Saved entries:

----

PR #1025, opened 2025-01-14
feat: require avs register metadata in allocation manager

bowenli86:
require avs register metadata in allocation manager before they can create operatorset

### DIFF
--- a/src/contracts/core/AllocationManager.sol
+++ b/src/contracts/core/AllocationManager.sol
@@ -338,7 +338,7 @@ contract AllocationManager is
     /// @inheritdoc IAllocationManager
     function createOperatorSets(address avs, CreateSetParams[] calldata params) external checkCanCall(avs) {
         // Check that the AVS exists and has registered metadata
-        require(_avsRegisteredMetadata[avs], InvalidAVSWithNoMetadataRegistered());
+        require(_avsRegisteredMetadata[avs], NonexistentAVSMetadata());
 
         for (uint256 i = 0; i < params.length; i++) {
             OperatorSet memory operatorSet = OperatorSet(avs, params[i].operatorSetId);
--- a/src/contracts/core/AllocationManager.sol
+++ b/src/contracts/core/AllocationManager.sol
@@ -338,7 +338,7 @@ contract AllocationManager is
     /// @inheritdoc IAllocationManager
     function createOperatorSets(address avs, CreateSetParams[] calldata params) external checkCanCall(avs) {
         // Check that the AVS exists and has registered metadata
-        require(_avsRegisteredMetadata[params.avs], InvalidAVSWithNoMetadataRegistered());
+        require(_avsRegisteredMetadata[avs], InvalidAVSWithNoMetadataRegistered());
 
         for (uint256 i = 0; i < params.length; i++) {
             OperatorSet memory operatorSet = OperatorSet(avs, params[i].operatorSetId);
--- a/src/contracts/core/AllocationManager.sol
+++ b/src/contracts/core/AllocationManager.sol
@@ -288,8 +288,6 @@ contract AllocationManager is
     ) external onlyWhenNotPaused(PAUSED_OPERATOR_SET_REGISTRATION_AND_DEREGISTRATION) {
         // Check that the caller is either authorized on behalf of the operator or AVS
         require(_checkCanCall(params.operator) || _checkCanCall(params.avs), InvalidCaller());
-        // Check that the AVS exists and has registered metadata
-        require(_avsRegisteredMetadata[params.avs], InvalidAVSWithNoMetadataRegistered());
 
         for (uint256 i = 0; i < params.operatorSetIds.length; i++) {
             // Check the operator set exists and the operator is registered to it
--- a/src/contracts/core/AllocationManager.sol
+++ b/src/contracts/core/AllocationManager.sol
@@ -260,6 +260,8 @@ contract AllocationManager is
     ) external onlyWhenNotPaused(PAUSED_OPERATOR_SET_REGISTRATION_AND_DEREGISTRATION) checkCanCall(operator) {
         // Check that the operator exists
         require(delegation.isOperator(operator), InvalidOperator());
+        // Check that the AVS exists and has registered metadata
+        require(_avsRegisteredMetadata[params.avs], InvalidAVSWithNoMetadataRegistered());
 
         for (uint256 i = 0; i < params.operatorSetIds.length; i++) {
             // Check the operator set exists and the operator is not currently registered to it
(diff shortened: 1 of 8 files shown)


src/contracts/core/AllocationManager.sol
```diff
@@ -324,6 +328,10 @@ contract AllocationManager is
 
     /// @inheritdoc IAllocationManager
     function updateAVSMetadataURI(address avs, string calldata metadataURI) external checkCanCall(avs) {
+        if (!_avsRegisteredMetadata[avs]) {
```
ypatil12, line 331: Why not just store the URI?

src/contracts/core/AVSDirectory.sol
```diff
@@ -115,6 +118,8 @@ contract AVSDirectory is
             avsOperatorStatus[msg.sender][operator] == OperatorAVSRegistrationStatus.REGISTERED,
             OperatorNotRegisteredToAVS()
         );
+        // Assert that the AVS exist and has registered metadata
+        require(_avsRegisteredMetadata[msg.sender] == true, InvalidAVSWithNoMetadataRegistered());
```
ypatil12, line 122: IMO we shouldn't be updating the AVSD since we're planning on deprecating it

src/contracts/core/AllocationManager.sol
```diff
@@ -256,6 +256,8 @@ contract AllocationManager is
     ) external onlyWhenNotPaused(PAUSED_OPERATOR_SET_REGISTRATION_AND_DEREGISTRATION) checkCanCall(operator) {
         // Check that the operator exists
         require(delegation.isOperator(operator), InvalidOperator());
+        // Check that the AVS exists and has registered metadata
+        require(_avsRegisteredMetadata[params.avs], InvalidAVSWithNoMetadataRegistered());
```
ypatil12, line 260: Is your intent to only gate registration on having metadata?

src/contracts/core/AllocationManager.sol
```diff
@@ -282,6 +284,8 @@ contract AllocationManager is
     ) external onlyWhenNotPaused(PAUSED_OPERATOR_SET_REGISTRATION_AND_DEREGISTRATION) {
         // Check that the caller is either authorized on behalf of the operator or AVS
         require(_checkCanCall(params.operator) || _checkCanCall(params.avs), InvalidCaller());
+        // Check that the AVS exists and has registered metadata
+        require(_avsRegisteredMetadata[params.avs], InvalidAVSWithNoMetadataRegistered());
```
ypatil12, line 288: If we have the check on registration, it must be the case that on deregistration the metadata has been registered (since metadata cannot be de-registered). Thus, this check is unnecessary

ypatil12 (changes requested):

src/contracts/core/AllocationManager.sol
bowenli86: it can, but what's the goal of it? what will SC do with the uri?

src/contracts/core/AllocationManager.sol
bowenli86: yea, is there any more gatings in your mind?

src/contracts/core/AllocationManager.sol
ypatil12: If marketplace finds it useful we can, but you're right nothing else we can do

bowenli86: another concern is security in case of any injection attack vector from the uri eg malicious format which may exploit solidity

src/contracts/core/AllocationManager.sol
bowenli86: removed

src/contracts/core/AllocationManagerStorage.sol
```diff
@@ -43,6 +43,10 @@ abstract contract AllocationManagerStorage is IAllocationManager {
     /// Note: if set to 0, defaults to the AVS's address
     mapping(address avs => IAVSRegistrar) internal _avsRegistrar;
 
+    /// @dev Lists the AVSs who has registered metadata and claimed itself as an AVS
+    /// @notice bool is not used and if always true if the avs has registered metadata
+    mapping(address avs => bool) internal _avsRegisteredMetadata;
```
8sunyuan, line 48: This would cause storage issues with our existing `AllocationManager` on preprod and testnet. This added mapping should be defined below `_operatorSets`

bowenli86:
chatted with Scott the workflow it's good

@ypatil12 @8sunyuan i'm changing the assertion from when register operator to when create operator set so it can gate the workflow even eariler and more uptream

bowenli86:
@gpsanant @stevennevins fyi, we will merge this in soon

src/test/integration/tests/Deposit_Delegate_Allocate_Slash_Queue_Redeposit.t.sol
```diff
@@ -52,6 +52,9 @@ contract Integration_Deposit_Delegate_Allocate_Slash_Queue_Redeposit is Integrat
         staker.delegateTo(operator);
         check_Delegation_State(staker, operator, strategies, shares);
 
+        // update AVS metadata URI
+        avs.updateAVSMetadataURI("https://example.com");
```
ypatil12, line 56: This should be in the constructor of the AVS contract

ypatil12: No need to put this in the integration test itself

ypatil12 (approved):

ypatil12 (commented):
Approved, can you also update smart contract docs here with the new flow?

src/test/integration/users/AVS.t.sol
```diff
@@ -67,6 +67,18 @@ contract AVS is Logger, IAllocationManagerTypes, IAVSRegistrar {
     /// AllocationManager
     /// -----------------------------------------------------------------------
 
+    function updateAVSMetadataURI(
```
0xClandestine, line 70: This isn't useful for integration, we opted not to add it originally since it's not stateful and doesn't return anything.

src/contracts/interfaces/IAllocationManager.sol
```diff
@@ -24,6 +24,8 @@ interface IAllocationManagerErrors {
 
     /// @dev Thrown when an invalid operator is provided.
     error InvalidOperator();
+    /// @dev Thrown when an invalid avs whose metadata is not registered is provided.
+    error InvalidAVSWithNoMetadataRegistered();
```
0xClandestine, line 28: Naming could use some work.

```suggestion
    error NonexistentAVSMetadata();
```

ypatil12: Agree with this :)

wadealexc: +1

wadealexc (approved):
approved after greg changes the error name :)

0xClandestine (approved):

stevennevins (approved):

----

▶ _About this task_:
Every record above must be printed again exactly as it stands.

▶ _The answer_:
PR #1025, opened 2025-01-14
feat: require avs register metadata in allocation manager

bowenli86:
require avs register metadata in allocation manager before they can create operatorset

### DIFF
--- a/src/contracts/core/AllocationManager.sol
+++ b/src/contracts/core/AllocationManager.sol
@@ -338,7 +338,7 @@ contract AllocationManager is
     /// @inheritdoc IAllocationManager
     function createOperatorSets(address avs, CreateSetParams[] calldata params) external checkCanCall(avs) {
         // Check that the AVS exists and has registered metadata
-        require(_avsRegisteredMetadata[avs], InvalidAVSWithNoMetadataRegistered());
+        require(_avsRegisteredMetadata[avs], NonexistentAVSMetadata());
 
         for (uint256 i = 0; i < params.length; i++) {
             OperatorSet memory operatorSet = OperatorSet(avs, params[i].operatorSetId);
--- a/src/contracts/core/AllocationManager.sol
+++ b/src/contracts/core/AllocationManager.sol
@@ -338,7 +338,7 @@ contract AllocationManager is
     /// @inheritdoc IAllocationManager
     function createOperatorSets(address avs, CreateSetParams[] calldata params) external checkCanCall(avs) {
         // Check that the AVS exists and has registered metadata
-        require(_avsRegisteredMetadata[params.avs], InvalidAVSWithNoMetadataRegistered());
+        require(_avsRegisteredMetadata[avs], InvalidAVSWithNoMetadataRegistered());
 
         for (uint256 i = 0; i < params.length; i++) {
             OperatorSet memory operatorSet = OperatorSet(avs, params[i].operatorSetId);
--- a/src/contracts/core/AllocationManager.sol
+++ b/src/contracts/core/AllocationManager.sol
@@ -288,8 +288,6 @@ contract AllocationManager is
     ) external onlyWhenNotPaused(PAUSED_OPERATOR_SET_REGISTRATION_AND_DEREGISTRATION) {
         // Check that the caller is either authorized on behalf of the operator or AVS
         require(_checkCanCall(params.operator) || _checkCanCall(params.avs), InvalidCaller());
-        // Check that the AVS exists and has registered metadata
-        require(_avsRegisteredMetadata[params.avs], InvalidAVSWithNoMetadataRegistered());
 
         for (uint256 i = 0; i < params.operatorSetIds.length; i++) {
             // Check the operator set exists and the operator is registered to it
--- a/src/contracts/core/AllocationManager.sol
+++ b/src/contracts/core/AllocationManager.sol
@@ -260,6 +260,8 @@ contract AllocationManager is
     ) external onlyWhenNotPaused(PAUSED_OPERATOR_SET_REGISTRATION_AND_DEREGISTRATION) checkCanCall(operator) {
         // Check that the operator exists
         require(delegation.isOperator(operator), InvalidOperator());
+        // Check that the AVS exists and has registered metadata
+        require(_avsRegisteredMetadata[params.avs], InvalidAVSWithNoMetadataRegistered());
 
         for (uint256 i = 0; i < params.operatorSetIds.length; i++) {
             // Check the operator set exists and the operator is not currently registered to it
(diff shortened: 1 of 8 files shown)


src/contracts/core/AllocationManager.sol
```diff
@@ -324,6 +328,10 @@ contract AllocationManager is
 
     /// @inheritdoc IAllocationManager
     function updateAVSMetadataURI(address avs, string calldata metadataURI) external checkCanCall(avs) {
+        if (!_avsRegisteredMetadata[avs]) {
```
ypatil12, line 331: Why not just store the URI?

src/contracts/core/AVSDirectory.sol
```diff
@@ -115,6 +118,8 @@ contract AVSDirectory is
             avsOperatorStatus[msg.sender][operator] == OperatorAVSRegistrationStatus.REGISTERED,
             OperatorNotRegisteredToAVS()
         );
+        // Assert that the AVS exist and has registered metadata
+        require(_avsRegisteredMetadata[msg.sender] == true, InvalidAVSWithNoMetadataRegistered());
```
ypatil12, line 122: IMO we shouldn't be updating the AVSD since we're planning on deprecating it

src/contracts/core/AllocationManager.sol
```diff
@@ -256,6 +256,8 @@ contract AllocationManager is
     ) external onlyWhenNotPaused(PAUSED_OPERATOR_SET_REGISTRATION_AND_DEREGISTRATION) checkCanCall(operator) {
         // Check that the operator exists
         require(delegation.isOperator(operator), InvalidOperator());
+        // Check that the AVS exists and has registered metadata
+        require(_avsRegisteredMetadata[params.avs], InvalidAVSWithNoMetadataRegistered());
```
ypatil12, line 260: Is your intent to only gate registration on having metadata?

src/contracts/core/AllocationManager.sol
```diff
@@ -282,6 +284,8 @@ contract AllocationManager is
     ) external onlyWhenNotPaused(PAUSED_OPERATOR_SET_REGISTRATION_AND_DEREGISTRATION) {
         // Check that the caller is either authorized on behalf of the operator or AVS
         require(_checkCanCall(params.operator) || _checkCanCall(params.avs), InvalidCaller());
+        // Check that the AVS exists and has registered metadata
+        require(_avsRegisteredMetadata[params.avs], InvalidAVSWithNoMetadataRegistered());
```
ypatil12, line 288: If we have the check on registration, it must be the case that on deregistration the metadata has been registered (since metadata cannot be de-registered). Thus, this check is unnecessary

ypatil12 (changes requested):

src/contracts/core/AllocationManager.sol
bowenli86: it can, but what's the goal of it? what will SC do with the uri?

src/contracts/core/AllocationManager.sol
bowenli86: yea, is there any more gatings in your mind?

src/contracts/core/AllocationManager.sol
ypatil12: If marketplace finds it useful we can, but you're right nothing else we can do

bowenli86: another concern is security in case of any injection attack vector from the uri eg malicious format which may exploit solidity

src/contracts/core/AllocationManager.sol
bowenli86: removed

src/contracts/core/AllocationManagerStorage.sol
```diff
@@ -43,6 +43,10 @@ abstract contract AllocationManagerStorage is IAllocationManager {
     /// Note: if set to 0, defaults to the AVS's address
     mapping(address avs => IAVSRegistrar) internal _avsRegistrar;
 
+    /// @dev Lists the AVSs who has registered metadata and claimed itself as an AVS
+    /// @notice bool is not used and if always true if the avs has registered metadata
+    mapping(address avs => bool) internal _avsRegisteredMetadata;
```
8sunyuan, line 48: This would cause storage issues with our existing `AllocationManager` on preprod and testnet. This added mapping should be defined below `_operatorSets`

bowenli86:
chatted with Scott the workflow it's good

@ypatil12 @8sunyuan i'm changing the assertion from when register operator to when create operator set so it can gate the workflow even eariler and more uptream

bowenli86:
@gpsanant @stevennevins fyi, we will merge this in soon

src/test/integration/tests/Deposit_Delegate_Allocate_Slash_Queue_Redeposit.t.sol
```diff
@@ -52,6 +52,9 @@ contract Integration_Deposit_Delegate_Allocate_Slash_Queue_Redeposit is Integrat
         staker.delegateTo(operator);
         check_Delegation_State(staker, operator, strategies, shares);
 
+        // update AVS metadata URI
+        avs.updateAVSMetadataURI("https://example.com");
```
ypatil12, line 56: This should be in the constructor of the AVS contract

ypatil12: No need to put this in the integration test itself

ypatil12 (approved):

ypatil12 (commented):
Approved, can you also update smart contract docs here with the new flow?

src/test/integration/users/AVS.t.sol
```diff
@@ -67,6 +67,18 @@ contract AVS is Logger, IAllocationManagerTypes, IAVSRegistrar {
     /// AllocationManager
     /// -----------------------------------------------------------------------
 
+    function updateAVSMetadataURI(
```
0xClandestine, line 70: This isn't useful for integration, we opted not to add it originally since it's not stateful and doesn't return anything.

src/contracts/interfaces/IAllocationManager.sol
```diff
@@ -24,6 +24,8 @@ interface IAllocationManagerErrors {
 
     /// @dev Thrown when an invalid operator is provided.
     error InvalidOperator();
+    /// @dev Thrown when an invalid avs whose metadata is not registered is provided.
+    error InvalidAVSWithNoMetadataRegistered();
```
0xClandestine, line 28: Naming could use some work.

```suggestion
    error NonexistentAVSMetadata();
```

ypatil12: Agree with this :)

wadealexc: +1

wadealexc (approved):
approved after greg changes the error name :)

0xClandestine (approved):

stevennevins (approved):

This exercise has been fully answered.